PR #978, opened 2016-04-15
Makefile.am: Install some missing header dependencies

willnewton:
These headers are now required to build against the library so install them.

### DIFF
--- a/Makefile.am
+++ b/Makefile.am
@@ -4,6 +4,10 @@ nobase_include_HEADERS = vowpalwabbit/allreduce.h \
 	vowpalwabbit/comp_io.h \
 	vowpalwabbit/config.h \
 	vowpalwabbit/example.h \
+	vowpalwabbit/feature_group.h \
+	vowpalwabbit/cb_explore.h \
+	vowpalwabbit/crossplat_compat.h \
+	vowpalwabbit/parse_example.h \
 	vowpalwabbit/floatbits.h \
 	vowpalwabbit/global_data.h \
 	vowpalwabbit/hash.h \


JohnLangford:
Travis barfed?  Why?

willnewton:
I'm not 100% sure of the precise reason, the cause is a testsuite failure which seems rather unrelated. Possibly could be a transient error and restarting the build would fix it?

It looks like the handling of autotools output is a little bit unusual in that the Makefile.in is not checked in (this is fairly common and requires developers to run autogen.sh and have autotools installed to build) but Makefile is checked in. Traditionally Makefile is generated from Makefile.in by configure and not checked in as configure will write a different Makefile for different users systems. 

In that respect I think the "right" thing to do is:
 1. Remove Makefiles from the repository
 1. Add back Makefile.in to the repository generated by appropriate automake
 1. Make Travis call configure before make

However I can't really say if that would have any effect on the testsuite failure seen here. If you agree I can put together a PR to implement the above.

JohnLangford:
I like the custom Makefile, because it makes compiling easier/simpler in 
many situations and avoids the need for autoconf steps.

The fail is here:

= = = =

▶ [TRY IT] Show each line of the material that includes the string "repository" by copying it.

▶ [SOLUTION FOR THIS PROBLEM]
 1. Remove Makefiles from the repository
 1. Add back Makefile.in to the repository generated by appropriate automake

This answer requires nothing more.